I'm using scrapy and I have the following functioning pipeline class :
class DynamicSQLlitePipeline(object):
@classmethod
def from_crawler(cls, crawler):
# Here, you get whatever value was passed through the "table" parameter
docket = getattr(crawler.spider, "docket")
return cls(docket)
def __init__(self,docket):
try:
db_path = "sqlite:///"+settings.SETTINGS_PATH+"\\data.db"

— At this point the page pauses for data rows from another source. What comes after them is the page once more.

PR #48, opened 2024-04-19
Reduce Exceptions in the ConditionEvaluator

nnusse:
Hello,

this PR should reduce the amount of exceptions that the `ConditionEvaluator` would throw, if it receives incoming null values for the evaluation. 
There are some sections in the code that are not able to handle that properly. I received already the following exceptions (in the form of stack traces on the stderr) in one of my applications:

- **java.lang.IllegalStateException: Not a JSON Primitive: null**
- **java.lang.UnsupportedOperationException: JsonNull**

The SDK is catching all exceptions and additionally prints the stacktrace to the standard error output channel. Unfortunately this can also harm consumers of this library, because some applications might require a specific format of messages that get printed to the error or normal output channels. From my point of view i think it is really worth it to work on the issue (#23), but i think as well, that it is always good to handle errors properly.

I also adjusted the test to let them fail, if exceptions will occur that are not expected to appear under a specific test condition. I'm not really happy with the changes that i had to introduce in the tests, but i couldn't come up with a better solution, unfortunately the SDK is catching every error which makes it hard to check if a specific error occurred. 

I hope that you see value in this PR. 

All the best,
Norman

### DIFF
--- a/lib/src/test/resources/test-cases.json
+++ b/lib/src/test/resources/test-cases.json
@@ -1953,7 +1953,7 @@
       "$nor - pass with null value for age",
       {"$nor": [{"name": "john"}, {"age": {"$lt": 30}}]},
       {"name": "jim", "age": null},
-      true
+      false
     ],
     [
       "$nor - fail both",
--- a/lib/src/test/resources/test-cases.json
+++ b/lib/src/test/resources/test-cases.json
@@ -1372,6 +1372,7 @@
     ["$in - pass", {"num": {"$in": [1, 2, 3]}}, {"num": 2}, true],
     ["$in - fail", {"num": {"$in": [1, 2, 3]}}, {"num": 4}, false],
     ["$in - not array", {"num": {"$in": 1}}, {"num": 1}, false],
+    ["$in - fail with null value", {"num": {"$in": [1, 2, 3]}}, {"num": null}, false],
     [
       "$in - array pass 1",
       {"tags": {"$in": ["a", "b"]}},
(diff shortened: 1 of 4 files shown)


Bohdan-Kim:
Hello @nnusse!
There was a merge conflict with release/0.93 branch. 
The test `ConditionEvaluatorTest#test_evaluateCondition_testCases()` is failing after resolving merge conflict.

lib/src/test/resources/test-cases.json
```diff
@@ -1847,12 +1931,30 @@
...
+      "$nor - pass with null value for name",
+      {"$nor": [{"name": "john"}, {"age": {"$lt": 30}}]},
+      {"name": null, "age": 40},
+      true
+    ],
+    [
+      "$nor - pass with null value for age",
+      {"$nor": [{"name": "john"}, {"age": {"$lt": 30}}]},
+      {"name": "jim", "age": null},
+      true
```
Bohdan-Kim, line 1956: `null` is `0` in JavaScript.
`(0 < 30) = true`.
`false nor true = !(false or true) = false`

lib/src/test/resources/test-cases.json
```diff
@@ -1720,12 +1804,30 @@
...
+    ],
```
Bohdan-Kim, line 1957: Why it should pass?
If we follow Javascript Style `null` is `0` then `(0 < 30) = true`
`false nor true = not(false or true) = not(true) = false`

nnusse: Hey @Bohdan-Kim, thank for reviewing this PR. Unfortunately I'm ill at the moment. I will check all your comments and update the PR accordingly next week.

Bohdan-Kim: Hello @nnusse, I hope you doing well. 
Do you mind if we fix failing test by ourself in order to merge the request faster?

nnusse: You are right. I had did a mistake in my implementation that you corrected at the point where you resolved the merge conflict. I will adjust the test definition.

nnusse: I will mark that discussion as resolved. Feel free to give me more feedback if you have any further concerns or questions.

Bohdan-Kim:
It looks good

PR #193, opened 2020-08-12
sst_kernel_rats-setup.yaml: Add arch-packages section

jkacur:
- rt-setup has x86_64 as an exclusive arch, specify that in the yaml file
- add packages: [] in the main body since all the packages are listed in
the package placeholders
- Fix package_placeholders (underscore, not dash)
- Some reformatting and respacing

Signed-off-by: John Kacur <jkacur@redhat.com>


configs/sst_kernel_rats-setup.yaml
```diff
@@ -4,23 +4,25 @@ data:
...
   maintainer: sst_kernel_rats
-  packages:
-    - rt-setup
+  packages: []
   labels:
-    - eln
+  - eln
 
-  package-placeholders:
+  arch_packages:
```
asamalik, line 11: This probably won't do what you want. I assume you want to include the `rt-setup` as a placeholder only for x86_64, right? 

`arch_packages` pulls in packages from the repos the same way `packages` does. You need to add a `limit_arches` field under your placeholder, like this: https://github.com/minimization/content-resolver/blob/master/config_specs/workload.yaml#L102

jkacur:
Added a change to use limit_arches as requested

asamalik:
That looks good, thanks!

PR #200, opened 2020-08-18
rasdaemon: list every supported architecture

aristeu:
Since ExclusiveArch in the RPM isn't being used.

Signed-off-by: Aristeu Rozanski <arozansk@redhat.com>

### DIFF
--- a/configs/sst_kernel_ft-rasdaemon.yaml
+++ b/configs/sst_kernel_ft-rasdaemon.yaml
@@ -5,8 +5,7 @@ data:
   description: Utility to receive RAS error tracings
   maintainer: sst_kernel_ft
 
-  packages:
-  - rasdaemon
+  packages: []
 
   labels:      # <-- Please leave
   - eln        #     this unchanged.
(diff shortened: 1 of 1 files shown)


configs/sst_kernel_ft-rasdaemon.yaml
```diff
@@ -18,3 +18,16 @@ data:
   #           - arch-specific-package1   # <-- The list of binary RPM packages
   #               - arch-specific-package1   #     goes here.
   #
+  arch_packages:
+      x86_64:
+          - rasdaemon
```
asamalik, line 23: I see you're listing `rasdaemon` as an arch-specific package, but it's also in the `packages` section which would pull in into all arches again.

You might might want to use:

```
packages: []
```

aristeu: That was my guess to fix:
https://tiny.distro.builders/workload-overview--sst_kernel_ft-rasdaemon--repository-fedora-eln.html

Apparently ExclusiveArch is being ignored and it's being tested in s390.

PR #202, opened 2020-08-18
mark kpatch package as RHEL-only

joe-lawrence:
Signed-off-by: Joe Lawrence <joe.lawrence@redhat.com>

### DIFF
--- a/configs/sst_kernel_ft-kpatch.yaml
+++ b/configs/sst_kernel_ft-kpatch.yaml
@@ -5,14 +5,14 @@ data:
   description: Dynamic kernel patch manager
   maintainer: sst_kernel_ft
 
-  packages:
-  - kpatch
+  packages: []
 
   labels:      # <-- Please leave
   - eln        #     this unchanged.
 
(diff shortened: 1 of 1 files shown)


configs/sst_kernel_ft-kpatch.yaml
```diff
@@ -11,8 +11,9 @@ data:
...
   - eln        #     this unchanged.
 
-#  # (Only include the following section if you have arch-specific packages.)
-#  arch_packages:
-#    x86_64:                    # <-- Architecture
-#    - arch-specific-package1   # <-- The list of binary RPM packages
-#    - arch-specific-package1   #     goes here.
+  package_placeholders:
+    # kpatch is a RHEL-only package
+    kpatch:
```
asamalik, line 16: You'll also need to remove it from the `packages` field.

You can do

```
packages: []
```

joe-lawrence: v2: specify empty packages set as @asamalik suggested

PR #208, opened 2020-08-19
sst_kernel_maintainers: add package_placeholders for packages Fedora doesn't build

jstancek:
Signed-off-by: Jan Stancek <jstancek@redhat.com>


jstancek:
https://tiny.distro.builders/maintainer--sst_kernel_maintainers.html shows success, so this appear to be no longer needed.

PR #209, opened 2020-08-19
sst_networking: add package placeholder for "NetworkManager-config-co…

thom311:
…nnectivity-redhat"

The "NetworkManager-config-connectivity-redhat" package is a subpackage
of the "NetworkManager" source RPM.

On RHEL we build this package, but on Fedora there is instead
"NetworkManager-config-connectivity-fedora". This causes the workload to
be invalid.

Fix that by adding it as "package_placeholders".

Note that since the package is a subpackage, it has essentially the same
build requirements as "NetworkManager".

### DIFF
--- a/configs/sst_networking-management-server.yaml
+++ b/configs/sst_networking-management-server.yaml
@@ -33,7 +33,6 @@ data:
   - NetworkManager-adsl
 
   # Config files
-  - NetworkManager-config-connectivity-redhat
   - NetworkManager-config-server
 
   # Cellular Modem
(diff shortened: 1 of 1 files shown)


tyll:
Is this the correct solution? I understood that there are RPM macros in ELN that allow to build different than in Fedora, so maybe the NM spec needs to be updated to take this into account.

tyll:
Actually the macros seem to be correct, since it is properly reported in https://tiny.distro.builders/workload--sst_networking-management-server--fedora-empty-base--repository-fedora-eln--x86_64.html

The error occurs when it is tested in Rawhide:
https://tiny.distro.builders/workload--sst_networking-management-server--fedora-empty-base--repository-fedora-rawhide--x86_64.html

Since the workload is tagged as ELN, why is it tested against Rawhide?

asamalik:
@tyll Fair, I think we could remove the rawhide results now. They were useful when we were bootstrapping ELN. It gave us something rough to start with.

asamalik:
@thom311 So, based on what @tyll has pointed out, and looking at the results, the ELN results are fine, the `NetworkManager-config-connectivity-redhat` package is present there. Do you still want to have this merged anyway?

thom311:
ok, I think @tyll is right. Thanks.

I will close this pull-request for now. Maybe there is nothing to do, or we'll need to find a better solution.

marceloleitner:
Hah, and I had thought/assumed NetworkManager-config-connectivity-redhat is package of its own.
Thanks.

PR #217, opened 2020-08-20
sst_kerenl_rats-perf: Limit rt-tests to x86_64 architecture

jkacur:
Limit the rt-tests suite to the x86_64 architecture.

Signed-off-by: John Kacur <jkacur@redhat.com>

### DIFF
--- a/configs/sst_kernel_rats-perf.yaml
+++ b/configs/sst_kernel_rats-perf.yaml
@@ -20,6 +20,8 @@ data:
       - make
       - numactl-devel
       - python3-devel
+      limit_arches:
+      - x86_64
     rteval:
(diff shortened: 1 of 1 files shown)


configs/sst_kernel_rats-perf.yaml
```diff
@@ -20,6 +20,8 @@ data:
       - make
       - numactl-devel
       - python3-devel
+    limit_arches:
```
asamalik, line 23: That needs one more level of indentation, so it's under `rt-tests`. (Would do that for you, but can't edit your branch)

asamalik (changes requested):

jkacur:
Oops, indentation fixed, thanks for the catch.

PR #225, opened 2020-08-24
Add pki-servlet-engine as a placeholder package

cipherboy:
This package is only available in RHEL8+ and is present in Fedora under
the tomcat package name. Note that `tomcat` package is unwanted in RHEL8+.

See-Also: "tomcat in RHEL 9" with Adam Samalik, Tomas Tomecek, Coty
Sutherland, Troy Dawson, and myself.

`Signed-off-by: Alexander Scheel <ascheel@redhat.com>`

---

@asamalik -- do I need to add this to _each_ IPA workload that requires Tomcat? Including `sst_identity_management-freeipa-server-full.yaml` and `sst_identity_management-freeipa-server-dc.yaml`? Or is once enough? 

/cc @csutherl @mkosek

### DIFF
--- a/configs/sst_identity_management-freeipa-server.yaml
+++ b/configs/sst_identity_management-freeipa-server.yaml
@@ -10,3 +10,24 @@ data:
 
   labels:
   - eln
+
+  package_placeholders:
+    pki-servlet-engine:
+      description: This package provides a Tomcat-like servlet engine in RHEL 8+
+      requires:
+       - ant
+       - java-headless
+       - java-devel
+       - jpackage-utils
+       - procps
+       - shadow-utils
+       - chkconfig
+       - systemd-units
+       - coreutils
+      buildrequires:
+       - ant
+       - findutils
+       - java-devel
+       - jpackage-utils
+       - maven-local
+       - systemd-unnits


mkosek:
I assume that this package is not needed everywhere, to avoid repetition and thus risk of inconsistency. But I would let @asamalik to tell us if this approach is OK.

asamalik:
This will probably not do what you intend to do.

`package_placeholders` just list an arbitrary package name on the output, and pull in dependencies they have listed. But they won't be part of the dependency resolution themselves.

`package_placeholders` are useful to express, for example, a package that's coming to Fedora at some point, but it's not there yet, but we want to make sure the dependencies are there already.

So this will add a `pki-servlet-engine` package as required to the list on the output, and its listed dependencies will be pulled in for the DNF transaction. But because `pki-servlet-engine` won't be in the transaction (it doesn't exist), other packages that need `tomcat` will still pull it in.

asamalik:
An approach that would work would be to add packages pulling `tomcat` as `package_placeholders`. Otherwise we'll need to figure out a different approach.

cipherboy:
@asamalik I was going to add this in addition to this Tomcat PR: https://src.fedoraproject.org/rpms/tomcat/pull-request/6 

My assumption below is that Dogtag are the only packages depending on `tomcat`, thus pulling it into RHEL 9.

This means `tomcat` SRPM will advertise itself as `pki-servlet-engine` in ELN. This will let `tomcatjss` and `dogtag-pki`/`pki-core` rebuild (and thus switch from `Requires: Tomcat` to `Requires: pki-servlet-engine` in ELN). Then, if the combination of `package_placeholders` + `unwanted_packages` (in #127) works correctly, `tomcat` SRPM won't get pulled in but some mythical `pki-servlet-engine` from `package_placeholders` will.

This also has the nice side effect of not requiring introducing a "real" `pki-servlet-engine` in Fedora/Fedora ELN, while still letting Fedora ELN work fine (because `tomcat` will provide the real SRPM).

It might require bug fixes in `content-resolver` to actually behave like described above, but I think that makes sense.

cipherboy:
Closing in favor of modularizing Fedora ELN per discussion with @sgallagher.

db = dataset.connect(db_path)
table_name = docket[0:3] # FIRST 3 LETTERS
self.my_table = db[table_name]
except Exception:
# traceback.exec_print()
pass
def process_item(self, item, spider):
try:
test = dict(item)
self.my_table.insert(test)
print('INSERTED')
except IntegrityError:
print('THIS IS A DUP')
In my spider I have:
custom_settings = {
'ITEM_PIPELINES': {
'myproject.pipelines.DynamicSQLlitePipeline': 600,
}
}
From a recent question I was pointed to What is the 'cls' variable used for in Python classes?
If I understand correctly in order for the pipeline object to be instantiated (using the init function), it requires a docket number. The docket number only becomes available once the from_crawler class method is run. But what triggers the from_crawler method. Again the code is working.